# TASK GOAL
Wherever a line below holds the word "seems", copy that line.

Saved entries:
···

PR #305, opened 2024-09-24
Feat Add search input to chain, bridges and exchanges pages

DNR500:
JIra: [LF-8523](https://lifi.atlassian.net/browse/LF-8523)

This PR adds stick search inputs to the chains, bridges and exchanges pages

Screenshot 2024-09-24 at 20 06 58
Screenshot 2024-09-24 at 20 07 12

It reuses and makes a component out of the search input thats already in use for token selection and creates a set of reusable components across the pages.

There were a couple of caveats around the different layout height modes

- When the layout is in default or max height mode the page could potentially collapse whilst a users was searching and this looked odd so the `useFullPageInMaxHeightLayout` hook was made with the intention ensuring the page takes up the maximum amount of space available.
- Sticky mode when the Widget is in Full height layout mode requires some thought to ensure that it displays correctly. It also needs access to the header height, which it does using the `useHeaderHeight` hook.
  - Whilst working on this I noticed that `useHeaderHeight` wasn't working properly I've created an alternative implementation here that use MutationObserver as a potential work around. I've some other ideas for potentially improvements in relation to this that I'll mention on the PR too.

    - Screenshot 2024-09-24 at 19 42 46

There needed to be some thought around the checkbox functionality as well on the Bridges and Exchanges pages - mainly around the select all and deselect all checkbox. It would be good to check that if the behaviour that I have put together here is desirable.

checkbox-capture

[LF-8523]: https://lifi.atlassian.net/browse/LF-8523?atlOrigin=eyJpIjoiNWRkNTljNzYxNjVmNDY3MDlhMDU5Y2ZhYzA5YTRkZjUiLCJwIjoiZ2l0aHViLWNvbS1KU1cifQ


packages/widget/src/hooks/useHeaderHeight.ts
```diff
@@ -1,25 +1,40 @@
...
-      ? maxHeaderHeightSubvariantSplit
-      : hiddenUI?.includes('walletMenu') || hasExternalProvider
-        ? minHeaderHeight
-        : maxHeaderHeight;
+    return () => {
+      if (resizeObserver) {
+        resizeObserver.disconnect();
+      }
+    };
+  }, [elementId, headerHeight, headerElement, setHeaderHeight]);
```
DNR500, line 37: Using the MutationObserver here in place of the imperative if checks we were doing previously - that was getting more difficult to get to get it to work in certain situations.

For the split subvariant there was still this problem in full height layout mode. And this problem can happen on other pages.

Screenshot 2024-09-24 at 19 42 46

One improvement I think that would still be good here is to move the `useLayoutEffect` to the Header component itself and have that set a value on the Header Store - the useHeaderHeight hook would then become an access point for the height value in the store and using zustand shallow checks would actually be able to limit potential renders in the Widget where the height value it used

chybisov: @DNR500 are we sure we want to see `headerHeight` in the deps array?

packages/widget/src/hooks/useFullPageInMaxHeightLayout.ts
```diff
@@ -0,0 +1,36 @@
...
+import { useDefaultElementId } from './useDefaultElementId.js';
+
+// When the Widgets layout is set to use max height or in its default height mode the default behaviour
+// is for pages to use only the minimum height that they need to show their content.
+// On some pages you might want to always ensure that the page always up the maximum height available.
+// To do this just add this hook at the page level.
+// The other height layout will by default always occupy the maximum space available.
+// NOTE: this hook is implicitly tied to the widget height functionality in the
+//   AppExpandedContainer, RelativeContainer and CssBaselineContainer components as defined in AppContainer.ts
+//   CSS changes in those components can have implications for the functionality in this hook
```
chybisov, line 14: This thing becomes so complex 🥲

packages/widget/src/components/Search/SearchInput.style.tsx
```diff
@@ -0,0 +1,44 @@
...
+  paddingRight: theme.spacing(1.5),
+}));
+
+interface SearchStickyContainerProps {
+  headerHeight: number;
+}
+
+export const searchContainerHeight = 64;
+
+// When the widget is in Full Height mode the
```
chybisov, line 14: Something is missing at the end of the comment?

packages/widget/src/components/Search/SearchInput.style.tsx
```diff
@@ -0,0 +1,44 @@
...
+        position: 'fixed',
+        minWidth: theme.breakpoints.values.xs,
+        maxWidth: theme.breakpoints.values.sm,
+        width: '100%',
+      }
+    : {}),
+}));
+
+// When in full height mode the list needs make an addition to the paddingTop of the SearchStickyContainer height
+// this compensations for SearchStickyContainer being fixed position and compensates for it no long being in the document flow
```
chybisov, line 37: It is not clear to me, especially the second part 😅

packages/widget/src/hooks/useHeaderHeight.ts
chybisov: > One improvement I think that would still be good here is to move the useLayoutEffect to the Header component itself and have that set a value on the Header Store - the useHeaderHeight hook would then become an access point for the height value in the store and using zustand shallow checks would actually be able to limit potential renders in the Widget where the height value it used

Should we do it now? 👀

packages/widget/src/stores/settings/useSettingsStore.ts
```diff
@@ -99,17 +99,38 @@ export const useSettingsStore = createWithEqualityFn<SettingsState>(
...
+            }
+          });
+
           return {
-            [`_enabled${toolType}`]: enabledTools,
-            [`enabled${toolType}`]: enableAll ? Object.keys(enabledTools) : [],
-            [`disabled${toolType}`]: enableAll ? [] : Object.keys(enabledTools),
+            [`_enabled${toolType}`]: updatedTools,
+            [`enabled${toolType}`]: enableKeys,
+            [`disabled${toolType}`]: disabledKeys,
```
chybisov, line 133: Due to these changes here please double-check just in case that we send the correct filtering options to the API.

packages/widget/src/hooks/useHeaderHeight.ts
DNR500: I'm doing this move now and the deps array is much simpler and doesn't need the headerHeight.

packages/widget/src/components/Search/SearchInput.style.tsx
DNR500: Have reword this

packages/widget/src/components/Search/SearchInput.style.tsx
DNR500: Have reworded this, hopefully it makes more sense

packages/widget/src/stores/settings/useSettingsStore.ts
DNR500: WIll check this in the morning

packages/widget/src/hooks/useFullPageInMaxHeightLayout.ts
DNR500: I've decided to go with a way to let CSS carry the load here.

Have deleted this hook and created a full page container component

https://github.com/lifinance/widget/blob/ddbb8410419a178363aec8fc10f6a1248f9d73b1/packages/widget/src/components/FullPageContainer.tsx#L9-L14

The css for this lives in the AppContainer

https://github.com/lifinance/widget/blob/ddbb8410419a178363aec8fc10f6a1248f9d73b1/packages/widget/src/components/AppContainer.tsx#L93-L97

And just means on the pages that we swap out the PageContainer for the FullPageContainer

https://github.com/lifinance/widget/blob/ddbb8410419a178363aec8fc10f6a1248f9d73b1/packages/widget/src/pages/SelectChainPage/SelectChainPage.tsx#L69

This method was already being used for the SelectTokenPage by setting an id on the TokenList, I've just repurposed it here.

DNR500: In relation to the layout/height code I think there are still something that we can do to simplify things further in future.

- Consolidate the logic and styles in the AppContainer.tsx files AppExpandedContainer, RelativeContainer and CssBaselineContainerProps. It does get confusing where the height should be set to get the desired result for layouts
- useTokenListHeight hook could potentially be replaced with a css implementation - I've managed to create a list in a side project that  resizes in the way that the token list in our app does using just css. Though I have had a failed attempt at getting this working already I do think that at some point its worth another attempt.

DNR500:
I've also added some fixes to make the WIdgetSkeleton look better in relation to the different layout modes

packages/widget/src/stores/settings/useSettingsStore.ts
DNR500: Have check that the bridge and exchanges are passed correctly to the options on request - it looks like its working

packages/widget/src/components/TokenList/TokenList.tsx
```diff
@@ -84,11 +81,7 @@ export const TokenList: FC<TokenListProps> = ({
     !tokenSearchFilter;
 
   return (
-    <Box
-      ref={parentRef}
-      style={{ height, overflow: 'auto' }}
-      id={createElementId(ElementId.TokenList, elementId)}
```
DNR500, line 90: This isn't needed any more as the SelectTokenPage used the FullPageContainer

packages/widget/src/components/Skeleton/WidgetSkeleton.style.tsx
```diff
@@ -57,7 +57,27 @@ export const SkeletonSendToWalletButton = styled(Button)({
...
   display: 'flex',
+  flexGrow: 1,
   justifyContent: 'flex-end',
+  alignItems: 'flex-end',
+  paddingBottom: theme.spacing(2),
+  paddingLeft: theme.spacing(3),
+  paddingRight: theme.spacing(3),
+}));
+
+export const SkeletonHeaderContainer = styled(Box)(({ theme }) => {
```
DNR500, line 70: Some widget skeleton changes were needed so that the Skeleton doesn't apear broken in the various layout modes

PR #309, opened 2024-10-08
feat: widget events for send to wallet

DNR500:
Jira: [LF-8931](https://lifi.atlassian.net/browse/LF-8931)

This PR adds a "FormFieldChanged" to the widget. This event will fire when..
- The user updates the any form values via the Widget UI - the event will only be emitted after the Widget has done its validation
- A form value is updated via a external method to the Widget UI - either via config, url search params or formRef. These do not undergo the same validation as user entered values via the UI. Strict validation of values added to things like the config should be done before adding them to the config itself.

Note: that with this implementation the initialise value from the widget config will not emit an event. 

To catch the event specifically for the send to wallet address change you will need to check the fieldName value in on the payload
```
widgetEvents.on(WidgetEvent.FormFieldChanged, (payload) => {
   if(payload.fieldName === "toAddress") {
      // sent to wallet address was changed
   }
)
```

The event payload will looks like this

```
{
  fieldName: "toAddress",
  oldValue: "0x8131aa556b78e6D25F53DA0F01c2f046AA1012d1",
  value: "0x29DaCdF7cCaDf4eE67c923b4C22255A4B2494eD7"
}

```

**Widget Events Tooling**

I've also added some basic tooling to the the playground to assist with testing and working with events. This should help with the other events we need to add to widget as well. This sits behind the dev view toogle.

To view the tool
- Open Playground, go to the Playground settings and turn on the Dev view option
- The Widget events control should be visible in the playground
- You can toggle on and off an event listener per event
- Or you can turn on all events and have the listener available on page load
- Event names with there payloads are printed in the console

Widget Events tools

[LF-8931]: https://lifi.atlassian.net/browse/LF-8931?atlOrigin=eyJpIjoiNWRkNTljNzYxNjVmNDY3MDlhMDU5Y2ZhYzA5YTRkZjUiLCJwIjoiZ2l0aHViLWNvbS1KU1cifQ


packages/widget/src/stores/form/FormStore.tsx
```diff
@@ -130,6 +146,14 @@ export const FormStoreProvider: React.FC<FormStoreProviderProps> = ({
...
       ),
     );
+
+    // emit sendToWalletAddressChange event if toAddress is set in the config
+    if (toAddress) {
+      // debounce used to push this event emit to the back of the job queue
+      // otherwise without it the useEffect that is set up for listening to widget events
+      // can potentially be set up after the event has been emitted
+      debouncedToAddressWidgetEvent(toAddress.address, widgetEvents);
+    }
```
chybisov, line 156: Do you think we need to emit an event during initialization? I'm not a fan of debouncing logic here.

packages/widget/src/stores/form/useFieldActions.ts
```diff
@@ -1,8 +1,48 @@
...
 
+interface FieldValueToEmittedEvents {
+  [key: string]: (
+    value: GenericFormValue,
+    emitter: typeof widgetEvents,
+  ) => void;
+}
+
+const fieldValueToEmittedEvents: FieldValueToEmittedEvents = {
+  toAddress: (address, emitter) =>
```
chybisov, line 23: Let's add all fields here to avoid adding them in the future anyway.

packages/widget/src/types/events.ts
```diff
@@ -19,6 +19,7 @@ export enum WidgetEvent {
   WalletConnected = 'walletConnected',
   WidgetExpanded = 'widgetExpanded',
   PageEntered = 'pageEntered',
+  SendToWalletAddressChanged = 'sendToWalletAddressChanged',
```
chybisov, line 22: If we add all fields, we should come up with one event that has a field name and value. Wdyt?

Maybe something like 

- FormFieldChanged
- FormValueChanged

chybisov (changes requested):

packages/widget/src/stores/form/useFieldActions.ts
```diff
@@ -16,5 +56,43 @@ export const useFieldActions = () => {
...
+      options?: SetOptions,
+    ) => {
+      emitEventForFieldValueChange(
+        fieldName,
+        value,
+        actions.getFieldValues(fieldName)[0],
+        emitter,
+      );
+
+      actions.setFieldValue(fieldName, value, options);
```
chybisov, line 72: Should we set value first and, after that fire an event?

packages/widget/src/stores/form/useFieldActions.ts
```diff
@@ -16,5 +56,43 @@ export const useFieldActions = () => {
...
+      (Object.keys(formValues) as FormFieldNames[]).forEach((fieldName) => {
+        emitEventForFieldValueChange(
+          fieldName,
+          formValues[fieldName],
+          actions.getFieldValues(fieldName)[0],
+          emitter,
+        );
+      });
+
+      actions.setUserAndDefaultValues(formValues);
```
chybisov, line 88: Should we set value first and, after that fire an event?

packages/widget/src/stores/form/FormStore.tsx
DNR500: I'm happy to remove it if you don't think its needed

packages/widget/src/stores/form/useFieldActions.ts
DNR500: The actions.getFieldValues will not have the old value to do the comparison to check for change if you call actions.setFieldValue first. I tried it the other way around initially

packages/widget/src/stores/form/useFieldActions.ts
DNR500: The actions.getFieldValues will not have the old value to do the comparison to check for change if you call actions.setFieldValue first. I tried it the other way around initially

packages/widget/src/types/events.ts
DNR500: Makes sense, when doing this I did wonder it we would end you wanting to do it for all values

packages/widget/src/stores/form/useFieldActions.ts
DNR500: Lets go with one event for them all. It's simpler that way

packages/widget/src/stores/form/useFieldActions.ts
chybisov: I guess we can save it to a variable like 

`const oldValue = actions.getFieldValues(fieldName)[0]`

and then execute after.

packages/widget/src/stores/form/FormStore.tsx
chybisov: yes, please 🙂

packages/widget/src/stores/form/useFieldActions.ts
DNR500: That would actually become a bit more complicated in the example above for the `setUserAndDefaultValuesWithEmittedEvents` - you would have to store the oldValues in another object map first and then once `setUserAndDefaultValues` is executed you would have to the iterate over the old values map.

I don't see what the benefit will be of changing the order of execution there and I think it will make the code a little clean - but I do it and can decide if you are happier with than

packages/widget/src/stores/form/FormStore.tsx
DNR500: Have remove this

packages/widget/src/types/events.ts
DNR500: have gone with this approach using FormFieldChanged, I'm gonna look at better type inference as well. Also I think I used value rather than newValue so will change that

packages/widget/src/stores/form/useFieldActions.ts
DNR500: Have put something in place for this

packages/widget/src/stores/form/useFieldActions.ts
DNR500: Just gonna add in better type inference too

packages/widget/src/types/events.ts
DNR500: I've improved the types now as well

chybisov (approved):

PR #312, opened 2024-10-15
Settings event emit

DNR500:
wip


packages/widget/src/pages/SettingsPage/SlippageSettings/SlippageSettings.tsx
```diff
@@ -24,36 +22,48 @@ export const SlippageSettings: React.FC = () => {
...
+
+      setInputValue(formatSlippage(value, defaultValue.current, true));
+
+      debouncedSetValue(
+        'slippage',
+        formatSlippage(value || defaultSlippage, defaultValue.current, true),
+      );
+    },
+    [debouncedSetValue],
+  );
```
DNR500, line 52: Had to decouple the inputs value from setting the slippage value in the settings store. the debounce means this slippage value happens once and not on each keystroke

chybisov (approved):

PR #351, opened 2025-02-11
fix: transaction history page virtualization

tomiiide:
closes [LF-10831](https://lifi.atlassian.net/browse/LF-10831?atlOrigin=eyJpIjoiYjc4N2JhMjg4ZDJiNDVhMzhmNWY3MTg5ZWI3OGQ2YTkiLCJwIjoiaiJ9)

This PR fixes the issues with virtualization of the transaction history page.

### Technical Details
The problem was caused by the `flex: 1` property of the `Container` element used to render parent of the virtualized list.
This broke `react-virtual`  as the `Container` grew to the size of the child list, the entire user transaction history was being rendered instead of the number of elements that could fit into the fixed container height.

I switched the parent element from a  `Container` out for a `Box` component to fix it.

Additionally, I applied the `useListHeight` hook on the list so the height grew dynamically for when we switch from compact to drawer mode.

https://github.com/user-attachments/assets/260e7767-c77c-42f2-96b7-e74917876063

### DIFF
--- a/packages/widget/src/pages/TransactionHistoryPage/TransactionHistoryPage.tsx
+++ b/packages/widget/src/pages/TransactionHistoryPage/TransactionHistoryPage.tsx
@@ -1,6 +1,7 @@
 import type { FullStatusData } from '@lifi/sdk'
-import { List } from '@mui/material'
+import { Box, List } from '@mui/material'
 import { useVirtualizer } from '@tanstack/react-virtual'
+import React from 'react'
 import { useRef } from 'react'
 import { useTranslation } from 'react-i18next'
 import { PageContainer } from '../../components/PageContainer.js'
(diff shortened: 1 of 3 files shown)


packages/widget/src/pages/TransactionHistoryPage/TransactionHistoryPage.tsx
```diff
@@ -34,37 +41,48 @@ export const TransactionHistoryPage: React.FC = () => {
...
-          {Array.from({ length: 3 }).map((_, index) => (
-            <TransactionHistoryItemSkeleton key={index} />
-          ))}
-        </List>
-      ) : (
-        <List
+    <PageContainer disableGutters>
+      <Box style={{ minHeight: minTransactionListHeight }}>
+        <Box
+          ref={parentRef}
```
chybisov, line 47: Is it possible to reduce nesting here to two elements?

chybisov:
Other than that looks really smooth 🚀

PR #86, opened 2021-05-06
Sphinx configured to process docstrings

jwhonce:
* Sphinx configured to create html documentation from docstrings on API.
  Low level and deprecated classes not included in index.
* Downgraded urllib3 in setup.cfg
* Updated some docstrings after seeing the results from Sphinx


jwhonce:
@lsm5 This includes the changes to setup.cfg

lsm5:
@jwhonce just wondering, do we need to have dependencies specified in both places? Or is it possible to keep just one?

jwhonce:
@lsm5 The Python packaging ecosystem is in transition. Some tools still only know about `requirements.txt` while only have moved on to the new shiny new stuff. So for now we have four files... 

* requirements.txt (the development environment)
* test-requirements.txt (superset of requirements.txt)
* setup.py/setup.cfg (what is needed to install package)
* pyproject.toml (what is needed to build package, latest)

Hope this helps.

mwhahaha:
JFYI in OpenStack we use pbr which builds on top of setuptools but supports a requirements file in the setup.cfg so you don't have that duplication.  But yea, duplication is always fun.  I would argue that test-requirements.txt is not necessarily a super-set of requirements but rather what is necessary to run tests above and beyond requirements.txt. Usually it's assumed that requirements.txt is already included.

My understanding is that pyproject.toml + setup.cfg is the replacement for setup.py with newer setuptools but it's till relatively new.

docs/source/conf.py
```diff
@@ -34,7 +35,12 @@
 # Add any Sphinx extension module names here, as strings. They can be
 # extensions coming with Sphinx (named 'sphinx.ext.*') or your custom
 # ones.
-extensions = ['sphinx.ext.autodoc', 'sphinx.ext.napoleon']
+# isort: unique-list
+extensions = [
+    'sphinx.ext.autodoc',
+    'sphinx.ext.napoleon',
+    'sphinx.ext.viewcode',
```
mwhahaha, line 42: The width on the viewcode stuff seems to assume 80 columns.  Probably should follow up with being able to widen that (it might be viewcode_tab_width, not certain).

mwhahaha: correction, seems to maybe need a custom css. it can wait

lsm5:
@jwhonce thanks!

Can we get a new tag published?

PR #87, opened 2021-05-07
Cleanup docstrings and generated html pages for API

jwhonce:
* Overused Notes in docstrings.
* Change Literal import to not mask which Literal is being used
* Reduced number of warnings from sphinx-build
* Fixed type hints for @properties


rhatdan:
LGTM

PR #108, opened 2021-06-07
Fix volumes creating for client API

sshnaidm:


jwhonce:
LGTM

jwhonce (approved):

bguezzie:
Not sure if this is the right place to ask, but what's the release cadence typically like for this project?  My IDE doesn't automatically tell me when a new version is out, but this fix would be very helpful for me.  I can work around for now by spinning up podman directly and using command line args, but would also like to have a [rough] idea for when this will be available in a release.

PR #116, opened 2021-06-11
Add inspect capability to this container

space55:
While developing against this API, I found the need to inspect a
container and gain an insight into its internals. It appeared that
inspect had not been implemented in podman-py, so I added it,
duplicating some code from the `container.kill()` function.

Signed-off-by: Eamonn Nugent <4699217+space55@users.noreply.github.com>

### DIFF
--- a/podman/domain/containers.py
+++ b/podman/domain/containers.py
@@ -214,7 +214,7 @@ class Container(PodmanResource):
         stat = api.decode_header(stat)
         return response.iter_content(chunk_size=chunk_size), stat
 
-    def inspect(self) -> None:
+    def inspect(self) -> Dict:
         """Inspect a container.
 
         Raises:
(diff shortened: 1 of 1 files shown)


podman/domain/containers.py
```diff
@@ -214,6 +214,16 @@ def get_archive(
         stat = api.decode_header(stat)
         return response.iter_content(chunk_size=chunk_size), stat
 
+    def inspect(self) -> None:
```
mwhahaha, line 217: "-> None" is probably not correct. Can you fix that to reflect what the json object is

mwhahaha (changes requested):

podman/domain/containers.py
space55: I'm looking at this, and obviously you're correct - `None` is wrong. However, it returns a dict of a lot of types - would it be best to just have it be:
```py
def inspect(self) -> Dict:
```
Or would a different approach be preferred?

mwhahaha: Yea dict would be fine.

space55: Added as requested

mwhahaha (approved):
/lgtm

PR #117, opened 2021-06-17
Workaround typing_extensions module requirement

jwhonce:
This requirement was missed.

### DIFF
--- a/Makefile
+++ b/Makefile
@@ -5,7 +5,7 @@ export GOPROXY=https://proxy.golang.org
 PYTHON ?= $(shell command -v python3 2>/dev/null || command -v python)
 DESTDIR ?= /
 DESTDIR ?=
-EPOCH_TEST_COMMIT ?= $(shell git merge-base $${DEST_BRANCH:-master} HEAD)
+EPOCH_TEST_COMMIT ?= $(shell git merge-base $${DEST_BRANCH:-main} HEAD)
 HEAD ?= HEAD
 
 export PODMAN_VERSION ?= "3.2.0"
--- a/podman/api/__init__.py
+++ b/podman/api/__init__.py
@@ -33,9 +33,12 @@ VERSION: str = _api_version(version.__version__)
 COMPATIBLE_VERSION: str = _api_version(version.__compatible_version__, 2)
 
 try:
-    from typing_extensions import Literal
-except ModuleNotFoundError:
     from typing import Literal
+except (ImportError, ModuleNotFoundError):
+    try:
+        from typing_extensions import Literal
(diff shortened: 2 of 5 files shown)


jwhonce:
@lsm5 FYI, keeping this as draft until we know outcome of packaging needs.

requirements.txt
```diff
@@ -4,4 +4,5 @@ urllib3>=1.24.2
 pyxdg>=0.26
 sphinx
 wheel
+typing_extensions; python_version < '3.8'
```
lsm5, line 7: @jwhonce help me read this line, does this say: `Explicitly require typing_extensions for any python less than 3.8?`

···

# SOLUTION TO THE EXERCISE
mwhahaha, line 42: The width on the viewcode stuff seems to assume 80 columns.  Probably should follow up with being able to widen that (it might be viewcode_tab_width, not certain).
mwhahaha: correction, seems to maybe need a custom css. it can wait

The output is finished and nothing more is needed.